START SOURCE RECORDS

Issue #2286, opened 2026-08-16
Add PHP entries to core snippets where missing


ZachWatkins:
16 of the core snippet files in core/snippets/snippets/ are missing entries for the PHP language.

Assuming I should not submit 16 PRs, I will submit one PR for changes to all 16 files.

ZachWatkins:
Closing my own issue since the PR was merged. Thank you!

PR #2287, opened 2026-08-16
Add missing PHP entries to core snippet files

ZachWatkins:
This addresses issue #2286.

I originally meant for this to update one snippet, but then I discovered that 16 files were missing PHP entries where either an existing snippet could apply to PHP or a new entry could be added to an existing snippet file for PHP.

I'm assuming it is not preferred to submit 16 PRs covering each file change individually. If separate PRs are preferred, please let me know and I will do so.


core/snippets/snippets/forEachMutableStatement.snippet
```diff
@@ -23,3 +23,10 @@ for ($1 of $2) {
     $0
 }
 ---
+
+language: php
+-
+foreach ($1 as &$2) {
+    $0
+}
+---
```
chdoc: I think this unnecessary, because it is identical to the definition in `forEachStatement.snipper`. This file is only to offer an alternative if the default introduces an immutable variable.
```suggestion
```

chdoc (changes requested):

core/snippets/snippets/forEachMutableStatement.snippet
```diff
@@ -23,3 +23,4 @@ for ($1 of $2) {
     $0
 }
 ---
+
```
AndreasArvidsson, line 26:
```suggestion
```

AndreasArvidsson (approved):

END SOURCE RECORDS

▶ EXERCISE:
Copy every line in the records above that contains the word "submit".

▶ TASK ANSWER:
Assuming I should not submit 16 PRs, I will submit one PR for changes to all 16 files.
I'm assuming it is not preferred to submit 16 PRs covering each file change individually. If separate PRs are preferred, please let me know and I will do so.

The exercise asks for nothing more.